25 Topic 15 - II CONDENSATION - the joining of sugar molecules with the elimination of water molecules. POLYMERISATION - the joining of many sugar molecules together e.g. when glucose is changed into starch. DIGESTION - a process in living things where large molecules are broken into smaller molecules with the help of enzymes. ENZYMES - biological catalysts which are used to help reactions such as photosynthesis and digestion in living things. HYDROLYSIS - the breakdown of molecules by splitting them with water e.g. sucrose into molecules of glucose and fructose. FERMENTATION - a reaction between sugars and enzymes in yeast which produces alcohol and carbon dioxide. ALKANOL (alcohol) - a compound made by the fermentation of a carbohydrate (e.g. ethanol). ETHANOL - a member of the alkanol family with formula C2H5OH.

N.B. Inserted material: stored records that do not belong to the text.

PR #13090, opened 2026-07-04
docs(gstack): add canonical design skill

### LINKED ISSUE #13043: Consolidate design skills into a single canonical design skill for all agents and Ovie (Eve + Fable 5)
Eve shall use Fable 5 to refactor and improve all existing design-related skills (design-taste-frontend, gstack design-review, design-consultation, design-html, design-shotgun, design, plan-design-review, etc.) into one unified, canonical design skill that all agents (including Ovie) can use. The resulting skill should encapsulate the best practices, audit-first approach, anti-slop rules, and be usable across web, iOS, desktop, and ops tools. Ensure Veronica (design agent) adopts and uses this skill for all UX/design work. Deliverable: new skill module (e.g., design-canonical) installed in appropriate agent skill directories, with documentation and migration notes for existing skills. Link to existing Jovie/Ovie design work and ensure backward compatibility where appropriate the skill is referenced in agent prompts and PR templates.

itstimwhite:
## Summary

- Adds `/design-canonical` as the canonical design operating system for Jovie agents and Ovie.
- Updates legacy design skills (`design-review`, `plan-design-review`, `design-consultation`, `design-shotgun`, `design-html`) to load the canonical contract first while keeping their mode-specific workflows.
- Adds Claude, Codex, and Factory generated host outputs plus a tracked clean-checkout regression test so the ignored skill artifacts cannot silently disappear.
- Updates gstack routing/docs and the PR template to require design-read, dials, checklist, and evidence for design-related changes.

Fixes #13043

## Design Skill Evidence

Design-read: Reading this as: agent-control-plane documentation for autonomous coding agents and Ovie operators, with a rigorous operating-manual language, leaning toward gstack's generated Agent Skills system.

Dials: DESIGN_VARIANCE=low, MOTION_INTENSITY=none, VISUAL_DENSITY=high

Before/after evidence: file/component evidence only; this is a non-UI skill/docs control-plane change. The new tracked artifacts are:
- `.agents/skills/gstack/design-canonical/SKILL.md.tmpl`
- `.agents/skills/gstack/design-canonical/SKILL.md`
- `.agents/skills/gstack/.agents/skills/gstack-design-canonical/SKILL.md`
- `.agents/skills/gstack/.factory/skills/gstack-design-canonical/SKILL.md`
- `.claude/skills/gstack/design-canonical/SKILL.md`
- `.claude/skills/design-canonical/SKILL.md`

Checklist: contrast not applicable (non-UI), states not applicable (non-UI), layout pass (no UI layout changed), motion pass (no motion), icons pass (no icons/brand marks changed), anti-slop pass (canonical skill explicitly codifies anti-slop rules), evidence pass (tracked artifacts + generated freshness + clean-checkout tracking test).

## Verification

- `./scripts/setup.sh` -> pass; Node v22.22.1, pnpm 9.15.4, dependencies installed, Doppler/GitHub auth OK.
- `cd .agents/skills/gstack && bun install` -> pass; installed nested gstack deps including `diff`.
- `cd .agents/skills/gstack && bun run gen:skill-docs --host all --dry-run` -> pass; all Claude, Codex, and Factory outputs reported `FRESH`, including `gstack-design-canonical`.
- `cd .agents/skills/gstack && bun test test/gen-skill-docs.test.ts test/skill-validation.test.ts` -> pass; 661 pass, 0 fail, 3772 assertions.
- `cd .agents/skills/gstack && bun run skill:size-check` -> pass; `Skill size check: ok`.
- `git diff --check` and `git diff --cached --check` -> pass.
- `test -e .claude/skills/design-canonical/SKILL.md && test -e .claude/skills/gstack/design-canonical/SKILL.md && git ls-files --error-unmatch ...` -> pass; `canonical_tracking_and_symlinks_ok`.
- `pnpm --filter @jovie/web run typecheck -- --pretty false` under Node 22 -> pass.
- `git push -u origin HEAD` pre-push hook -> pass; `biome-pre-push` checked 0 configured files, `next:proxy-guard` pass, `tailwind:check` pass, web `typecheck` pass.

Biome note: `pnpm biome check --write ...` on this diff reports `No files were processed` because `.agents`, `.claude`, and the PR template paths are ignored by the repo Biome configuration. Whitespace and TypeScript coverage are covered by `git diff --check`, gstack's Bun tests, and the pre-push hook.

CodeRabbit note: required local CodeRabbit review was attempted three times:
- `coderabbit review --agent -c AGENTS.md -t uncommitted` -> service rate limit, recoverable, wait estimate 8 minutes.
- `coderabbit review --agent -c AGENTS.md -t uncommitted` -> service rate limit, recoverable, wait estimate 7 minutes.
- `coderabbit review --agent -c AGENTS.md -t committed --base main` -> service rate limit, recoverable, wait estimate 7 minutes.
No CodeRabbit findings were returned to fix.

Subagents:
- Testing subagent initially found untracked/ignored canonical artifacts and missing nested gstack deps; fixed by force-tracking canonical artifacts, adding a clean-checkout tracking test, and running `bun install` in `.agents/skills/gstack`.
- Review subagent found the same untracked/broken-symlink issue; fixed.
- Security subagent found the same packaging/symlink integrity risk and no prompt-injection, unsafe tool, secret/prod, or Ovie/GBrain claim issues after review.

## Bug-to-Test

bug-to-test: not applicable — feature/docs/control-plane work, not a bug fix.

### DIFF
--- a/.agents/skills/gstack/.agents/skills/gstack-design-canonical/SKILL.md
+++ b/.agents/skills/gstack/.agents/skills/gstack-design-canonical/SKILL.md
@@ -1,0 +1,556 @@
+---
+name: design-canonical
+description: |
+  Canonical design operating system for all Jovie agents and Ovie. Use first for
+  any UX, product design, visual audit, design system, mockup, or design-plan
+  task; legacy design skills now layer their mode-specific workflow on top of
+  this shared audit-first, anti-slop, cross-platform contract. (gstack)
+---
+<!-- AUTO-GENERATED from SKILL.md.tmpl — do not edit directly -->
+<!-- Regenerate: bun run gen:skill-docs -->
+
+## Preamble (run first)
+
+```bash
+_ROOT=$(git rev-parse --show-toplevel 2>/dev/null)
+GSTACK_ROOT="$HOME/.codex/skills/gstack"
+[ -n "$_ROOT" ] && [ -d "$_ROOT/.agents/skills/gstack" ] && GSTACK_ROOT="$_ROOT/.agents/skills/gstack"
+GSTACK_BIN="$GSTACK_ROOT/bin"
+GSTACK_BROWSE="$GSTACK_ROOT/browse/dist"
+GSTACK_DESIGN="$GSTACK_ROOT/design/dist"
+_UPD=$($GSTACK_BIN/gstack-update-check 2>/dev/null || .agents/skills/gstack/bin/gstack-update-check 2>/dev/null || true)
+[ -n "$_UPD" ] && echo "$_UPD" || true
+mkdir -p ~/.gstack/sessions
+touch ~/.gstack/sessions/"$PPID"
+_SESSIONS=$(find ~/.gstack/sessions -mmin -120 -type f 2>/dev/null | wc -l | tr -d ' ')
+find ~/.gstack/sessions -mmin +120 -type f -exec rm {} + 2>/dev/null || true
+_CONTRIB=$($GSTACK_BIN/gstack-config get gstack_contributor 2>/dev/null || true)
+_PROACTIVE=$($GSTACK_BIN/gstack-config get proactive 2>/dev/null || echo "true")
+_PROACTIVE_PROMPTED=$([ -f ~/.gstack/.proactive-prompted ] && echo "yes" || echo "no")
+_BRANCH=$(git branch --show-current 2>/dev/null || echo "unknown")
+echo "BRANCH: $_BRANCH"
+_SKILL_PREFIX=$($GSTACK_BIN/gstack-config get skill_prefix 2>/dev/null || echo "false")
+_PFX=$([ "$_SKILL_PREFIX" = "true" ] && echo "gstack-" || echo "")
+echo "PROACTIVE: $_PROACTIVE"
+echo "PROACTIVE_PROMPTED: $_PROACTIVE_PROMPTED"
+echo "SKILL_PREFIX: $_SKILL_PREFIX"
+echo "SKILL_PREFIX_VALUE: $_PFX"
+source <($GSTACK_BIN/gstack-repo-mode 2>/dev/null) || true
+REPO_MODE=${REPO_MODE:-unknown}
+echo "REPO_MODE: $REPO_MODE"
+_LAKE_SEEN=$([ -f ~/.gstack/.completeness-intro-seen ] && echo "yes" || echo "no")
+echo "LAKE_INTRO: $_LAKE_SEEN"
+_TEL=$($GSTACK_BIN/gstack-config get telemetry 2>/dev/null || true)
+_TEL_PROMPTED=$([ -f ~/.gstack/.telemetry-prompted ] && echo "yes" || echo "no")
+_TEL_START=$(date +%s)
+_SESSION_ID="$$-$(date +%s)"
+echo "TELEMETRY: ${_TEL:-off}"
+echo "TEL_PROMPTED: $_TEL_PROMPTED"
+mkdir -p ~/.gstack/analytics
+if [ "${_TEL:-off}" != "off" ]; then
+  echo '{"skill":"design-canonical","ts":"'$(date -u +%Y-%m-%dT%H:%M:%SZ)'","repo":"'$(basename "$(git rev-parse --show-toplevel 2>/dev/null)" 2>/dev/null || echo "unknown")'"}'  >> ~/.gstack/analytics/skill-usage.jsonl 2>/dev/null || true
+fi
+# zsh-compatible: use find instead of glob to avoid NOMATCH error
+for _PF in $(find ~/.gstack/analytics -maxdepth 1 -name '.pending-*' 2>/dev/null); do
+  if [ -f "$_PF" ]; then
+    if [ "${_TEL:-off}" != "off" ] && [ -x "$GSTACK_BIN/gstack-telemetry-log" ]; then
+      $GSTACK_BIN/gstack-telemetry-log --event-type skill_run --skill _pending_finalize --outcome unknown --session-id "$_SESSION_ID" 2>/dev/null || true
+    fi
+    rm -f "$_PF" 2>/dev/null || true
+  fi
+  break
+done
+# Learnings count
+eval "$($GSTACK_BIN/gstack-slug 2>/dev/null)" 2>/dev/null || true
+_LEARN_FILE="${GSTACK_HOME:-$HOME/.gstack}/projects/${SLUG:-unknown}/learnings.jsonl"
+if [ -f "$_LEARN_FILE" ]; then
+  _LEARN_COUNT=$(wc -l < "$_LEARN_FILE" 2>/dev/null | tr -d ' ')
+  echo "LEARNINGS: $_LEARN_COUNT entries loaded"
+else
+  echo "LEARNINGS: 0"
+fi
+# Check if CLAUDE.md has routing rules
+_HAS_ROUTING="no"
+if [ -f CLAUDE.md ] && grep -q "## Skill routing" CLAUDE.md 2>/dev/null; then
+  _HAS_ROUTING="yes"
+fi
+_ROUTING_DECLINED=$($GSTACK_BIN/gstack-config get routing_declined 2>/dev/null || echo "false")
+echo "HAS_ROUTING: $_HAS_ROUTING"
+echo "ROUTING_DECLINED: $_ROUTING_DECLINED"
+```
+
+If `PROACTIVE` is `"false"`, do not proactively suggest gstack skills AND do not
+auto-invoke skills based on conversation context. Only run skills the user explicitly
+types (e.g., /qa, /ship). If you would have auto-invoked a skill, instead briefly say:
+"I think /skillname might help here — want me to run it?" and wait for confirmation.
+The user opted out of proactive behavior.
+
+If `SKILL_PREFIX` is `"true"`, the user has namespaced skill names. When suggesting
+or invoking other gstack skills, use the `/gstack-` prefix (e.g., `/gstack-qa` instead
+of `/qa`, `/gstack-ship` instead of `/ship`). Disk paths are unaffected — always use
+`$GSTACK_ROOT/[skill-name]/SKILL.md` for reading skill files.
+
+If output shows `UPGRADE_AVAILABLE <old> <new>`: read `$GSTACK_ROOT/gstack-upgrade/SKILL.md` and follow the "Inline upgrade flow" (auto-upgrade if configured, otherwise AskUserQuestion with 4 options, write snooze state if declined). If `JUST_UPGRADED <from> <to>`: tell user "Running gstack v{to} (just updated!)" and continue.
+
+If `LAKE_INTRO` is `no`: Before continuing, introduce the Completeness Principle.
+Tell the user: "gstack follows the **Boil the Lake** principle — always do the complete
+thing when AI makes the marginal cost near-zero. Read more: https://garryslist.org/posts/boil-the-ocean"
+Then offer to open the essay in their default browser:
+
+```bash
+open https://garryslist.org/posts/boil-the-ocean
+touch ~/.gstack/.completeness-intro-seen
+```
+
+Only run `open` if the user says yes. Always run `touch` to mark as seen. This only happens once.
+
+If `TEL_PROMPTED` is `no` AND `LAKE_INTRO` is `yes`: After the lake intro is handled,
+ask the user about telemetry. Use AskUserQuestion:
+
+> Help gstack get better! Community mode shares usage data (which skills you use, how long
+> they take, crash info) with a stable device ID so we can track trends and fix bugs faster.
+> No code, file paths, or repo names are ever sent.
+> Change anytime with `gstack-config set telemetry off`.
+
+Options:
+- A) Help gstack get better! (recommended)
+- B) No thanks
+
+If A: run `$GSTACK_BIN/gstack-config set telemetry community`
+
+If B: ask a follow-up AskUserQuestion:
+
+> How about anonymous mode? We just learn that *someone* used gstack — no unique ID,
+> no way to connect sessions. Just a counter that helps us know if anyone's out there.
+
+Options:
+- A) Sure, anonymous is fine
+- B) No thanks, fully off
+
+If B→A: run `$GSTACK_BIN/gstack-config set telemetry anonymous`
+If B→B: run `$GSTACK_BIN/gstack-config set telemetry off`
+
+Always run:
+```bash
+touch ~/.gstack/.telemetry-prompted
+```
+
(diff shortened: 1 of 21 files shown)


itstimwhite:
### Merge activity

* **Jul 4, 10:41 AM UTC**: The merge label 'merge-queue' was detected. This PR will be added to the [Graphite merge queue](https://app.graphite.com/merges?org=JovieInc&repo=Jovie) once it meets the requirements.
* **Jul 4, 10:52 AM UTC**: The merge label 'merge-queue' was detected. This PR will be added to the [Graphite merge queue](https://app.graphite.com/merges?org=JovieInc&repo=Jovie) once it meets the requirements.
* **Jul 4, 10:59 AM UTC**: The merge label 'merge-queue' was detected. This PR will be added to the [Graphite merge queue](https://app.graphite.com/merges?org=JovieInc&repo=Jovie) once it meets the requirements.
* **Jul 4, 11:01 AM UTC**: `github-actions` added this pull request to the [Graphite merge queue](https://app.graphite.com/merges?org=JovieInc&repo=Jovie).

itstimwhite:
We are given a large diff (153 KB) but we are to focus on the most impactful issues: bugs, security, architectural concerns.
 We are to avoid nitpicking style and focus on correctness.

 Let's break down the changes:

 The PR adds a new canonical design skill (`design-canonical`) and updates several legacy design skills to load the canonical contract first.

 We are to look for:
  1. Logic errors
  2. Security issues
  3. Data integrity issues
  4. Error handling issues
  5. Cross-file impact

 However, note that the changes are primarily in the `.agents/skills/gstack` directory and related files (like `.claude/skills` and the PR template).

 Since the changes are about adding a new skill and updating existing ones, we should look for:

 - In the new skill files (like SKILL.md, SKILL.md.tmpl, and the generated ones in various places):
      * Any shell script in the preamble that might have issues (e.g., undefined variables, command injection, etc.)
      * Any potential for infinite loops or race conditions in the shell scripts.

 - In the updated legacy design skills (like design-review, etc.):
      * We are told they now load the canonical contract first. We should check if the way they load it is safe and correct.

 - In the test file: `.agents/skills/gstack/test/gen-skill-docs.test.ts`
      * We should look for any test that might be missing or incorrect.

 - In the PR template: `.github/PULL_REQUEST_TEMPLATE.md`
      * We are told it updates the PR template to require design-read, dials, checklist, and evidence for design-related changes.
      * We should check if the update is correct and doesn't break anything.

 Given the sheer size of the diff, we must focus on the most critical parts.

 Let's start by examining the preamble of the new skill (which is repeated in multiple places) for shell script issues.

 The preamble is a bash script. We should look for:

   - Unquoted variables that might cause word splitting or globbing issues.
   - Use of `eval` that might be dangerous.
   - Command substitution that might fail silently.
   - Potential for infinite loops (e.g., in the cleanup of old sessions).

 However, note that the preamble is long and complex. We must be cautious.

 Let's look at a few examples from the preamble in the new skill file (`.agents/skills/gstack/design-canonical/SKILL.md`):

 Example 1:
   ```bash
   _ROOT=$(git rev-parse --show-toplevel 2>/dev/null)
   GSTACK_ROOT="$HOME/.codex/skills/gstack"
   [ -n "$_ROOT" ] && [ -d "$_ROOT/.agents/skills/gstack" ] && GSTACK_ROOT="$_ROOT/.agents/skills/gstack"
   ```

   This looks safe.

 Example 2:
   ```bash
   _UPD=$($GSTACK_BIN/gstack-update-check 2>/dev/null || .agents/skills/gstack/bin/gstack-update-check 2>/dev/null || true)
   [ -n "$_UPD" ] && echo "$_UPD" || true
   ```

   This is safe because we are capturing the output and then echoing it if non-empty.

 Example 3:
   ```bash
   mkdir -p ~/.gstack/sessions
   touch ~/.gstack/sessions/"$PPID"
   _SESSIONS=$(find ~/.gstack/sessions -mmin -120 -type f 2>/dev/null | wc -l | tr -d ' ')
   find ~/.gstack/sessions -mmin +120 -type f -exec rm {} + 2>/dev/null || true
   ```

   This is safe: we are creating a session file, then counting recent sessions and removing old ones.

 Example 4: The telemetry part
   ```bash
   _TEL=$($GSTACK_BIN/gstack-config get telemetry 2>/dev/null || true)
   _TEL_PROMPTED=$([ -f ~/.gstack/.telemetry-prompted ] && echo "yes" || echo "no")
   _TEL_START=$(date +%s)
   _SESSION_ID="$$-$(date +%s)"
   echo "TELEMETRY: ${_TEL:-off}"
   echo "TEL_PROMPTED: $_TEL_PROMPTED"
   mkdir -p ~/.gstack/analytics
   if [ "${_TEL:-off}" != "off" ]; then
     echo '{"skill":"design-canonical","ts":"'$(date -u +%Y-%m-%dT%H:%M:%SZ)'","repo":"'$(basename "$(git rev-parse --show-toplevel 2>/dev/null)" 2>/dev/null || echo "unknown")'"}'  >> ~/.gstack/analytics/skill-usage.jsonl 2>/dev/null || true
   fi
   ```

   This is safe: we are using `|| true` to ignore errors, and the JSON is built with single quotes around the variable parts to avoid injection? 
   Actually, note: the `date` command is inside a subshell and then we are using the output in a string that is then echoed. 
   However, the `date` output is controlled and safe.

   But note: the `basename` command: `basename "$(git rev-parse --show-toplevel 2>/dev/null)"` 
   If the git command fails, we use "unknown". This is safe.

 Example 5: The pending telemetry cleanup
   ```bash
   # zsh-compatible: use find instead of glob to avoid NOMATCH error
   for _PF in $(find ~/.gstack/analytics -maxdepth 1 -name '.pending-*' 2>/dev/null); do
     if [ -f "$_PF" ]; then
       if [ "${_TEL:-off}" != "off" ] && [ -x "$GSTACK_BIN/gstack-telemetry-log" ]; then
         $GSTACK_BIN/gstack-telemetry-log --event-type skill_run --skill _pending_finalize --outcome unknown --session-id "$_SESSION_ID" 2>/dev/null || true
       fi
       rm -f "$_PF" 2>/dev/null || true
     fi
     break
   done
   ```

   This loop is intended to run only once because of the `break` at the end. However, note that the `find` command might return multiple files.
   But we break after the first iteration. So we only process the first pending file? 
   This might be a bug: we are breaking after the first file, leaving others unprocessed.

   However, note the comment: "zsh-compatible: use find instead of glob to avoid NOMATCH error". 
   The original intention might have been to process all pending files, but the `break` causes only one to be processed.

   Let's look at the context: we are cleaning up pending telemetry files. We want to process each pending file and then remove it.

   The current code:
      for _PF in ...; do
          ... process one file ...
          break   # This breaks after the first file
      done

   This is likely a mistake. We should remove the `break` to process all files.

   However, note that the `_PF` variable is set to each file found by `find`. The `break` is inside the loop, so it breaks after the first iteration.

   This means that if there are multiple pending files, only the first one is processed and the rest are left.

   This could lead to telemetry events not being logged for those pending files.

   But note: the pending files are named `.pending-*` and are created by the telemetry system. 
   We are trying to log them as a finalize event and then remove them.

   If we leave them, then the next time the skill runs, we will try to process them again (but again only the first one) and so on.

   This is a logic error: we are not cleaning up all pending files.

   However, note that the `break` is inside the `if [ -f "$_PF" ]` block. So if the file exists, we break. 
   But if the file doesn't exist (which shouldn't happen because we found it with `find`), we don't break and go to the next.

   Actually, the `if [ -f "$_PF" ]` is redundant because we found it with `find` and we are only looking for files.

   So the loop will break on the first file it finds, regardless of whether we process it or not.

   This is definitely a bug.

   Let's see if this same pattern appears in other places? The preamble is copied to multiple files.

   We see the same preamble in:
      .agents/skills/gstack/.agents/skills/gstack-design-canonical/SKILL.md
      .agents/skills/gstack/.factory/skills/gstack-design-canonical/SKILL.md
      .claude/skills/design-canonical/SKILL.md
      .claude/skills/gstack/design-canonical/SKILL.md

   And also in the template? The template is used to generate these.

   Therefore, we have the same bug in multiple places.

   Suggested fix: remove the `break` statement so that we process all pending files.

   However, note that the loop is written as:
        for _PF in $(find ...); do
            ... 
            break   # This is the problem
        done

   We should remove the `break`.

   But wait: the loop body has a `break` at the very end, so it only runs once. We want to remove that break.

   Alternatively, note that the loop is intended to run only once? The comment says "zsh-compatible: use find instead of glob to avoid NOMATCH error".
   Maybe the original author intended to use a glob but switched to find for zsh compatibility and then mistakenly left the break.

   Without the break, we would process every pending file.

   Let's change it to:

        for _PF in $(find ~/.gstack/analytics -maxdepth 1 -name '.pending-*' 2>/dev/null); do
            if [ -f "$_PF" ]; then
                if [ "${_TEL:-off}" != "off" ] && [ -x "$GSTACK_BIN/gstack-telemetry-log" ]; then
                    $GSTACK_BIN/gstack-telemetry-log --event-type skill_run --skill _pending_finalize --outcome unknown --session-id "$_SESSION_ID" 2>/dev/null || true
                fi
                rm -f "$_PF" 2>/dev/null || true
            fi
        done

   This will process every pending file.

   However, note that the `_SESSION_ID` is set at the beginning of the preamble and is the same for all pending files in this run.
   That might be acceptable because they are all from the same session? But note: the pending files might be from different sessions.

   Actually, the pending files are created when a skill run is interrupted? We are logging them as `_pending_finalize` with outcome unknown.

   It might be better to extract the session ID from the pending file name? But the current code doesn't do that.

   Given the complexity and the fact that this is a telemetry cleanup, and that we are not required to fix telemetry (it's best effort),
   we might leave it as is? But the bug is that we are not cleaning up all pending files.

   Since the telemetry is not critical for the function of the skill, and the issue is only about cleaning up old pending files,
   we can consider it a low priority. However, the instructions say to focus on bugs.

   We'll flag it as a logic error.

   But note: the same pattern appears in the preamble of the new skill and in the copied ones.

   Let's check the line numbers in the diff for the new skill file:

   The diff for `.agents/skills/gstack/design-canonical/SKILL.md` shows the entire file (since it's new).

   We are looking for the loop:

        # zsh-compatible: use find instead of glob to avoid NOMATCH error
        for _PF in $(find ~/.gstack/analytics -maxdepth 1 -name '.pending-*' 2>/dev/null); do
          if [ -f "$_PF" ]; then
            if [ "${_TEL:-off}" != "off" ] && [ -x "$GSTACK_BIN/gstack-telemetry-log" ]; then
              $GSTACK_BIN/gstack-telemetry-log --event-type skill_run --skill _pending_finalize --outcome unknown --session-id "$_SESSION_ID" 2>/dev/null || true
            fi
            rm -f "$_PF" 2>/dev/null || true
          fi
          break
        done

   The `break` is at the end of the loop body, so it's inside the loop.

   We can see it in the diff? Actually, the diff is the entire file because it's new.

   We don't have the exact line number, but we can approximate.

   Alternatively, we can note that the issue is present in the preamble of the new skill and in the template.

   Since the template is used to generate the other files, we should fix the template.

   The template is: `.agents/skills/gstack/design-canonical/SKILL.md.tmpl`

   We should look for the same pattern in the template.

   However, note that the diff for the template is also provided (it's new).

   Let's look at the diff for `.agents/skills/gstack/design-canonical/SKILL.md.tmpl`:

   We see the same preamble.

   Therefore, we have:

      File: .agents/skills/gstack/design-canonical/SKILL.md.tmpl
      The loop with the break.

   We must fix the template so that when the skill is generated, the break is removed.

   Additionally, note that the same preamble appears in the generated files in other locations (like .claude, .agents, etc.) but they are generated from the template.
   So fixing the template will fix them when regenerated.

   However, note that the PR also adds the generated files (like the ones in .claude and .agents) as new files. 
   We are adding them in this PR. So we must fix them in this PR as well? Or we can fix the template and then regenerate?

   The PR description says: "Updates legacy design skills ... to load the canonical contract first" and adds the canonical skill.

   It also says: "Adds Claude, Codex, and Factory generated host outputs plus a tracked clean-checkout regression test"

   So the generated files are being added explicitly. We have two options:

      Option 1: Fix the template and then regenerate all the generated files (including the ones in .claude, .agents, etc.) and update them in the PR.
      Option 2: Fix the template and also fix the generated files that are being added in this PR.

   Since the PR is already adding the generated files, we should fix them in this PR as well to avoid having the bug in the added files.

   However, note that the PR might be large and we are only allowed to fix the most impactful issues.

   Given that this is a telemetry cleanup bug and telemetry is best effort, we might consider it low impact.

   But let's see if there are other issues.

   Another potential issue: the use of `eval` in the preamble.

   We see:

        # Learnings count
        eval "$($GSTACK_BIN/gstack-slug 2>/dev/null)" 2>/dev/null || true

   This is dangerous because if `gstack-slug` outputs something that is not safe to eval, we could run arbitrary code.

   However, note that `gstack-slug` is a gstack binary. We must trust that it outputs only safe variable assignments.

   But what if it is compromised? This is a supply chain risk.

   However, the same pattern is used in the existing codebase? We are not changing that.

   Since we are not changing the `gstack-slug` tool, and we are only adding a new skill that uses it in the same way as existing skills,
   we might not be introducing a new risk. But note: we are adding the skill, so we are introducing the use of `eval` in this skill.

   However, the existing skills in the gstack codebase might already use this pattern? We are not sure.

   Given that we are not allowed to change the gstack tooling in this PR (we are only adding a skill and updating others),
   and that the existing codebase already uses this pattern (as we can see in the preamble of the new skill, which is copied from existing skills?),
   we might not be able to fix it without changing the tool.

   But note: the PR is about adding a canonical design skill, and we are copying the preamble from existing skills? 
   Actually, the preamble looks complex and specific. It might be that this preamble is new and not copied from elsewhere.

   Without more context, we must assume that the `eval` is intentional and that the `gstack-slug` tool is trusted.

   Therefore, we will not flag the `eval` as a security issue in this context.

   However, note that the `eval` is run in the preamble of every skill run. If an attacker can compromise the `gstack-slug` tool, they can run arbitrary code.
   But that is a separate issue.

   Given the instructions to focus on the changes in this PR, and that we are not changing the `gstack-slug` tool, we leave it.

   Let's look for other issues.

   In the updated legacy design skills (like design-review, etc.), we are told they now load the canonical contract first.

   We should check how they load it.

   For example, in `.agents/skills/gstack/design-review/SKILL.md`:

   We see in the diff:

        diff --git a/.agents/skills/gstack/design-review/SKILL.md b/.agents/skills/gstack/design-review/SKILL.md
        index ... 
        --- a/.agents/skills/gstack/design-review/SKILL.md
        +++ b/.agents/skills/gstack/design-review/SKILL.md
        @@ -1,3 +1,55 @@
        +---
        +name: design-review
        +description: |
        +  Live product audit, fix loop, before/after verification.
        +  Inherits the canonical design operating system contract. Use this skill for
        +  live product audit, fix loop, before/after verification.
        +---
        +<!-- AUTO-GENERATED from SK

itstimwhite (commented):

26 Chemical Tests CARBON DIOXIDE –turns lime water milky
HYDROGEN GAS – burns with a pop OXYGEN GAS – relights a glowing splint ALKENES C=C – decolourises Bromine solution GLUCOSE/FRUCTOSE/MALTOSE – turn Benedict’s solution brick red STARCH – turns iodine solution blue/black IRON (ll) IONS Fe2+ - turn ferroxyl solution blue ACIDS – turn universal indicator red/orange pH less than 7 ALKALIS – turn universal indicator blue/purple pH greater than 7 NEUTRAL SOLUTIONS – turn universal indicator green pH = 7 AMMONIA – turns pH paper/universal indicator blue/pH greater than 7/alkaline.